Lahir dari keluarga petani di Tabanan, Hartawan belajar bertahan hidup dan saling membantu dalam kesusahan. Ia dan keluarga relatif mengandalkan hidup dari gaji. Praktik dokter umum yang dibukanya di rumah dinas sering ditinggalkan karenanapi yang sakau atau sakit lebih memerlukan bantuan. Sementara pasien di rumah bisa pindah kedokter lain.
Tahun 2005, kondisi klinik di LP lebih baik. Ia meminta bantuan beberapa napi mengecat dan membongkarlantai.
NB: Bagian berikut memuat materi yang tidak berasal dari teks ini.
PR #7668, opened 2022-09-29
fix(CreateChatView): fixed tagselector various issues

alexandraB99:
Closes #7340

### What does the PR do
CreateChatView fixed tagselector various issues

### Affected areas
CreateChatView

### StatusQ checklist

- [ ] add documentation if necessary (new component, new feature)
- [ ] update sandbox app
  - in case of new component, add new component page
  - in case of new features, add variation to existing component page
  - nice to have: add it to the demo application as well
- [ ] test changes in both light and dark theme?

### Screenshot of functionality (including design for comparison)

https://user-images.githubusercontent.com/31625338/194599748-cec9ffff-87c2-4b94-a046-5876fe839883.mov

https://user-images.githubusercontent.com/31625338/194599756-1729e3eb-b4e9-4adf-8863-4d8783cf070c.mov

https://user-images.githubusercontent.com/31625338/194599782-61b00742-9b8f-4d8b-82f3-335f1d8c03b3.mov

https://user-images.githubusercontent.com/31625338/194599793-c58aeae5-8607-4e98-b8b4-58a359b1b6bb.mov

PR #7990, opened 2022-10-20
chore(chat): add ourselves as first entry in members selector

osmaczko:


osmaczko:
Taken by: https://github.com/status-im/status-desktop/pull/7668

Issue #7867, opened 2022-10-12
Wallet -> Keycard: can't create accounts if the main account was restored in using an existing keycard account


stefandunca:
## Steps to reproduce

Follow the onboarding process and restore an existing keycard account

1. I already use Status
2. Login with Keycard
3. Enable Wallet
4. Click Add Account, fill in the data and authenticate using card
5. Click Add Account

#### Expected behaviour

6. The new generated account is added to the list of wallet accounts

#### Actual behavior

7. Nothing happens, card is 

### Additional Information

- Status desktop version: `de2c421b5e7e1a88fe08953ac2ab7a68197beb4a`
- Operating System: MacOS

saledjenic:
@stefandunca it should be `FlowType.FirstRunOldUserKeycardImport`, you will run into that, after running the app, if you follow the steps `I already use Status` -> `Login with Keycard`, that flow is the same one as if you follow `I already use Status` -> `Enter a seed phrase`, and that is here from the beginning, from the very first start. Initially that flow (not the keycard one, cause it came later and relay on what we had in that moment) was wrongly implemented, also that flow requires synchronization in order to work correctly. I was warning few times about it.

All in all we can not easily fix that, that requires a lot of additional things to be sync correctly, but lot of them are not ready/developed yet.

PR #7998, opened 2022-10-21
fix(@desktop/keycard): can't create accounts if the main account was restored in using an existing keycard account

saledjenic:
Corresponding `status-go` PR:
- https://github.com/status-im/status-go/pull/2916

This PR is not a refactor (that's why in some places I've just followed the approach and code style we already had around), _**even `AddAccountModal` is very very good candidate for refactor**_. It just makes adding wallet accounts work correctly in case logged in user is a keycard user or a certain keypair we want to generate new account for is migrated to a keycard.

Fixes: #7867


ui/app/AppLayouts/Onboarding/views/KeysMainView.qml
```diff
@@ -150,10 +150,10 @@ Item {
                 opacity: 0.0
             }
             // TODO: Functionality is not completed. Missing saving of keystore files which blocks wallet account creation. @see #7867
```
caybro, line 152: TODO still valid?

ui/app/AppLayouts/Wallet/panels/DerivedAddressesPanel.qml
```diff
@@ -117,6 +138,18 @@ Item {
...
+
+        StatusButton {
+            visible: _internal.showEnterPinPassButton
+            text: derivedAddresses.selectedKeyUidMigratedToKeycard || userProfile.isKeycardUser?
+                      qsTr("Enter PIN") :
+                      qsTr("Enter password")
+            icon.name: derivedAddresses.enterPasswordIcon
+            highlighted: focus
+
+            Keys.onReturnPressed: _internal.runAction()
```
caybro, line 150: How can you press Return on a button here? :)

ui/app/AppLayouts/Wallet/popups/AddAccountModal.qml
```diff
@@ -214,6 +252,7 @@ StatusModal {
             StatusColorSelectorGrid {
                 id: colorSelectionGrid
                 anchors.horizontalCenter: parent.horizontalCenter
+                enabled: accountNameInput.valid
                 titleText: qsTr("color").toUpperCase()
```
caybro, line 256: :D

ui/app/AppLayouts/Wallet/panels/DerivedAddressesPanel.qml
saledjenic: @caybro that's the consequence of copy/paste (I copied button from `AddAccountModal.qml`), that's why I said what I said in the description of this PR. :)

ui/app/AppLayouts/Wallet/popups/AddAccountModal.qml
saledjenic: @caybro hahahaha that's the best practice thing ;)

ui/app/AppLayouts/Onboarding/views/KeysMainView.qml
saledjenic: @caybro no, it isn't, forgot to remove it, removed now.

glitchminer:
@saledjenic, signup with keycard appears to be broken so couldn't reach point of restoring then to test creating accounts

- Generate keys for keycard
- Select I prefer to use pin (error shown)
- Select I prefer to use pin (different error shown)

image
image

saledjenic:
@glitchminer this is something very weird, I haven't seen that while I was testing and tested it one more time just now and went well. Could you give me detailed steps what you did? Also if you can share the log would be great, cause for the develop build there should be all keycard steps logged so I can reconstruct what you did.

glitchminer (approved):
@saledjenic, seems to have been due to conflict due to multiple instances. Retested now and passed.

Test steps:
Restore account from keycard
Enable wallet
Add second account using default as origin
Add third account from importing seed phrase as origin

alaibe (approved):

stefandunca (approved):
Landing a hand with an instaprove

borismelnik (approved):
LGTM :)

PR #8039, opened 2022-10-25
fix: fix signals not passing the callback

### LINKED ISSUE #8038: "Send Contact Request" button in the context menu doesn't work
In the context menu of the chat (right click a user's name), the "Send Contact Request" button doesn't work.

```
qrc:/imports/shared/views/chat/MessageContextMenuView.qml:259: Error: Insufficient arguments
qrc:/imports/shared/views/chat/MessageContextMenuView.qml:200:9: Unable to assign [undefined] to bool
qrc:/imports/shared/views/chat/MessageContextMenuView.qml:64:5: Unable to assign [undefined] to bool
```

jrainville:
Fixes #8038

We added a callback arg to the signals, but signals do not support default args. You need to pass the exact number of args.

### DIFF
--- a/ui/app/AppLayouts/Chat/panels/communities/CommunityWelcomeBannerPanel.qml
+++ b/ui/app/AppLayouts/Chat/panels/communities/CommunityWelcomeBannerPanel.qml
@@ -89,7 +89,8 @@ Rectangle {
         anchors.topMargin: Style.current.padding
         onClicked: {
             Global.openInviteFriendsToCommunityPopup(root.activeCommunity,
-                                                     root.communitySectionModule)
+                                                     root.communitySectionModule,
+                                                     null)
         }
     }
 
--- a/ui/imports/shared/views/chat/MessageContextMenuView.qml
+++ b/ui/imports/shared/views/chat/MessageContextMenuView.qml
@@ -61,7 +61,7 @@ StatusPopupMenu {
     readonly property bool isContact: {
         return root.selectedUserPublicKey !== "" && !!contactDetails.isContact
     }
-    readonly property bool isBlockedContact: !!d.contactDetails && d.contactDetails.isBlocked
+    readonly property bool isBlockedContact: (!!d.contactDetails && d.contactDetails.isBlocked) || false
 
     readonly property int outgoingVerificationStatus: {
         if (root.selectedUserPublicKey === "" || root.isMe || !root.isContact) {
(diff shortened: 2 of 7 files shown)


ui/imports/shared/views/chat/MessageContextMenuView.qml
```diff
@@ -197,7 +197,7 @@ StatusPopupMenu {
                                                                       : Constants.trustStatus.unknown
         isContact: root.isContact
         isCurrentUser: root.isMe
-        userIsEnsVerified: !!d.contactDetails && d.contactDetails.ensVerified
+        userIsEnsVerified: (!!d.contactDetails && d.contactDetails.ensVerified) || false
```
caybro, line 200: This should not be needed

ui/imports/shared/views/chat/MessageContextMenuView.qml
```diff
@@ -61,7 +61,7 @@ StatusPopupMenu {
     readonly property bool isContact: {
         return root.selectedUserPublicKey !== "" && !!contactDetails.isContact
     }
-    readonly property bool isBlockedContact: !!d.contactDetails && d.contactDetails.isBlocked
+    readonly property bool isBlockedContact: (!!d.contactDetails && d.contactDetails.isBlocked) || false
```
caybro, line 64: Should not be needed

ui/app/AppLayouts/Chat/panels/communities/CommunityWelcomeBannerPanel.qml
```diff
@@ -89,7 +89,8 @@ Rectangle {
         anchors.topMargin: Style.current.padding
         onClicked: {
             Global.openInviteFriendsToCommunityPopup(root.activeCommunity,
-                                                     root.communitySectionModule)
+                                                     root.communitySectionModule,
```
caybro, line 92: Wouldn't it be easier to declare a default argument for the signal callback, eg:
```qml
signal openInviteFriendsToCommunityPopup(var community, var communitySectionModule, var cb = null)
```

Sry not tested to work, just wondering

caybro (changes requested):
Thx for the fixes, however I think this should be done slightly differently

ui/app/AppLayouts/Chat/panels/communities/CommunityWelcomeBannerPanel.qml
caybro: Scratch it, that's a syntax error :/

jrainville: Yeah I tried and searched, but there is no way. I agree that it would have been so much cleaner

micieslak (approved):
I iterated through all changes from https://github.com/status-im/status-desktop/pull/8007 and the patch looks ok and complete. This necessity of passing cb or null every time throws a shadow on the proposed approach. But for now I have no idea how to change/improve that. Thanks you @jrainville for fixing it quickly!

caybro (approved):

osmaczko (approved):

Issue #7734, opened 2022-10-04
Contact request entity


MishkaRogachev:
### Description

In the current state of status-desktop we are using _contact_ entity states to manage the contact request. That has the limitation of having just one contact request for each contact. There are also `acceptLatestContactRequest` and `dismissLatestContactRequest` endpoints that should be deprecated. 

That should be done:
- [x] Add the contact request DTO to handle contactRequests data from status-go
- [ ] Add model and presentation for contact requests
- [ ] Replace Contacts with Contact Requests on the Settings/Messaging/Contacts/Pending Requests page 
- [ ] Replace `acceptLatestContactRequest` and `dismissLatestContactRequest` endpoints with `acceptContactRequest` and `dismissContactRequest` using con tact request ID
- [ ] Remove unused field from Contact DTO and model 
- [ ] Disable possibility to send contact request to the mutual contact

PascalPrecht:
Another thing to keep in mind here which is also mentioned in #8183 , is that the usage of `ContactRequestState` uncovers different behavior in re-sent contact requests.

When relying purely on `ContactRequestState`, at the moment, we never reset the state from `Dimissed`/`Rejected` to something else. Which results in contact request to never show up again in the UI, even if the sender cancels and resends the contact request.

I"ve talked to Alisher about this and he confirms with @John-44 if this is indeed what we want.

MishkaRogachev:
> Another thing to keep in mind here which is also mentioned in #8183 , is that the usage of `ContactRequestState` uncovers different behavior in re-sent contact requests.
> 
> When relying purely on `ContactRequestState`, at the moment, we never reset the state from `Dimissed`/`Rejected` to something else. Which results in contact request to never show up again in the UI, even if the sender cancels and resends the contact request.
> 
> I"ve talked to Alisher about this and he confirms with @John-44 if this is indeed what we want.

In Activity Center we can see several contact requests for one user e.g  Rejected, Rejected, Approved

PascalPrecht:
Yea so this seems to be a fundamental change in how this is done atm. Cause right now it looks like there's only one request state per contact.

0x-r4bbit:
@MishkaRogachev I haven't touched this in a while but I believe yu've done plenty changes to contact request handling (correct me if I"m wrong).

Given that we have a `ContactRequestState` entity in desktop, is there anything left to be done as part of this issue?
Are the items in the task list still relevant?

MishkaRogachev:
[...]

PR #8040, opened 2022-10-25
fix(ProfileDialogView): hide contact request buttons when removed

jrainville:
We were showing the contact request buttons (accept or reject) in the profile popup even when the user had removed the other.

It would be better if we had better handling of contact requests with more statuses. This requires a refactor. This issue should cover it: https://github.com/status-im/status-desktop/issues/7734


caybro (approved):
Thanks!

stefandunca (approved):

PR #8045, opened 2022-10-26
fix(MessageView): unbreak showing identity ring in replies

caybro:
use the correct way to get the original message's content type and compare it with the correct Constant type

### What does the PR do

Fixes a bug when color ring was never shown in replies

### Affected areas

MessageView

Before the fix (watch Michal's ring in the middle):
Snímek obrazovky z 2022-10-26 11-22-34

After fix (Michal's ring in the reply is correct, cammellos' still correct too):
Snímek obrazovky z 2022-10-26 11-21-34


PascalPrecht (approved):
Nice fix!

PR #8046, opened 2022-10-26
ci: add deleteDirs:true for cleanWs to fix cleanup

jakubgs:
This is a continuation of a fix done in: https://github.com/status-im/status-desktop/pull/7968

This adds `deleteDirs` option to delete the whole workspace:

>When deferred wipeout is disabled, the old implementation of filesystem content deletion is used. If you want the same behavior as with deferred wipeout, you have to set the plugin attribute `deleteDirs` to true as well.

https://github.com/jenkinsci/ws-cleanup-plugin#deferred-wipeout

Because otherwise the `vendor` folder remains and causes issues when `.git` is a file.

Also use `cleanup` instead of `always` step in post section.
https://www.jenkins.io/doc/book/pipeline/syntax/#post

### DIFF
--- a/ci/Jenkinsfile.linux
+++ b/ci/Jenkinsfile.linux
@@ -96,6 +96,6 @@ pipeline {
   post {
     success { script { github.notifyPR(true) } }
     failure { script { github.notifyPR(false) } }
-    always { cleanWs() }
+    cleanup { cleanWs() }
   }
 }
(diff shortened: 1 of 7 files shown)


jakubgs:
It appears to work, since the folder after the build is empty:
```
admin@windows-02 MINGW64 .../jenkins/workspace
$ ls -al desktop_branches_windows_PR-8046
total 20
drwxr-xr-x 1 admin 197121 0 Oct 26 12:45 ./
drwxr-xr-x 1 admin 197121 0 Oct 26 12:42 ../
```

noeliaSD (approved):

Issue #8048, opened 2022-10-26
Invite to community broken


MishkaRogachev:
# Bug Report

## Description

Impossible to send invite to community message

## Steps to reproduce

1. Create or open administered community
2. Invite user(s) to community
2a. Using invite to community button from sidebar
2b. Using invite to community button on community overview page

#### Expected behavior

Invite users to community opens

#### Actual behavior

Nothing happens. Debug output:
```
CommunitySettingsView.qml:211: Error: Insufficient arguments 
```

caybro:
Already fixed with https://github.com/status-im/status-desktop/pull/8039

PR #8049, opened 2022-10-26
fix(@desktop): Fix optional parametr in signals

borismelnik:
Closes: #8048

### What does the PR do

QML Signals can't have "optional" parameters. I add `null` to every signal calls with `cb` (and rename it to `callback`).

### Affected areas

Popups

### StatusQ checklist

- [ ] update sandbox app


caybro:
Already fixed with https://github.com/status-im/status-desktop/pull/8039

PR #8051, opened 2022-10-26
fix(Theme): restore accidentally removed import

micieslak:
### What does the PR do

Reverts accidentally removed import.

### Affected areas
`Theme`

### DIFF
--- a/ui/imports/Themes/Theme.qml
+++ b/ui/imports/Themes/Theme.qml
@@ -1,5 +1,7 @@
 import QtQuick 2.14
 
+import utils 1.0
+
 QtObject {
     readonly property FontLoader baseFont: FontLoader { source: "../../fonts/Inter/Inter-Regular.otf" }
     readonly property FontLoader monoFont: FontLoader { source: "../../fonts/InterStatus/InterStatus-Regular.otf" }


alexandraB99 (approved):

jakubgs:
This is one of the errors:
```
RuntimeError: Could not connect to Squish server at host localhost, port 44451: Connection refused (possible reasons: 'squishserver' process not running or listening on a different port, or firewall issue)
```
Which happened at `14:59:55` UTC today, which appears to match a big spike in waiting TCP sockets:

image

So my guess is that we are hitting a limit of open sockets(files). But I'd like some logs to confirm this.

jakubgs:
Although the limits for Jenkins user are quite high:
```
jenkins@linux-03:~$ ulimit -Sn
65536
jenkins@linux-03:~$ ulimit -Hn
1048576
```
So the number of `timewait` sockets spiking is probably just a symptom and not the cause.

jakubgs:
Based on two other builds it seems to me like the spike is caused by the `tst_wallet` case:

#### `linux-02`

image

```
2022-10-26T15:38:19Z test case tst_wallet started
2022-10-26T15:44:40Z test case ended
```
https://ci.status.im/job/status-desktop/job/branches/job/uitests/view/change-requests/job/PR-8045/5/console

### `linux-05`

image

```
2022-10-26T15:48:25Z test case tst_wallet started
2022-10-26T15:53:19Z test case ended
```
https://ci.status.im/job/status-desktop/job/branches/job/uitests/view/change-requests/job/PR-8054/1/console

Dari sisi pelayanan, klinik pun mendapat kepercayaan menyediakan layanan terapi metadon bagi pecandu narkoba lewat jarum suntik.
Dua tahun berjalan, ia berpikir untuk membuat 20 napi dengan terapi metadon agar tak jenuh dengan kegiatan rutin minum ramuan substitusi dari jarum suntik dengan mengalihkan perhatian ke kegiatan kesenian.
Hartawan meminta mereka membuat grup tek-tekan, sebutan untuk musik dari bambu (kentungan) yang dipukul beraturan hingga menghasilkan suara harmonis. Seiring berjalannya waktu, mereka pun mahir memukul kentungan dengan nada-nada yang enak didengar.
Namun, pada penampilan perdana di depan umum, mereka tak mau wajah aslinya tampak. "Kami terpaksa keluar uang untuk membelikan topeng sebagai penutup wajah agar mereka tak malu," ceritanya tentang grup tek-tekan yang kini tak lagi bertopeng.
Hartawan mengaku bangga dengan pencapaian berkesenian para napi. "Dengan tek-tekan, mereka tak hanya mendapat pengalaman baru dalam berkesenian, tetapi juga belajar bekerjasama dan tumbuh rasa kebersamaannya," katanya.
Bagaimanapun, tambah Hartawan, semua itu bisa terwujud berkat bantuan dari berbagai pihak. "Saya tidak memiliki apapun untuk membalas semua bantuan yang telah diberikan. Saya hanya bisa berdoa bagi mereka agar Tuhan selalu memberkati mereka," ucapnya.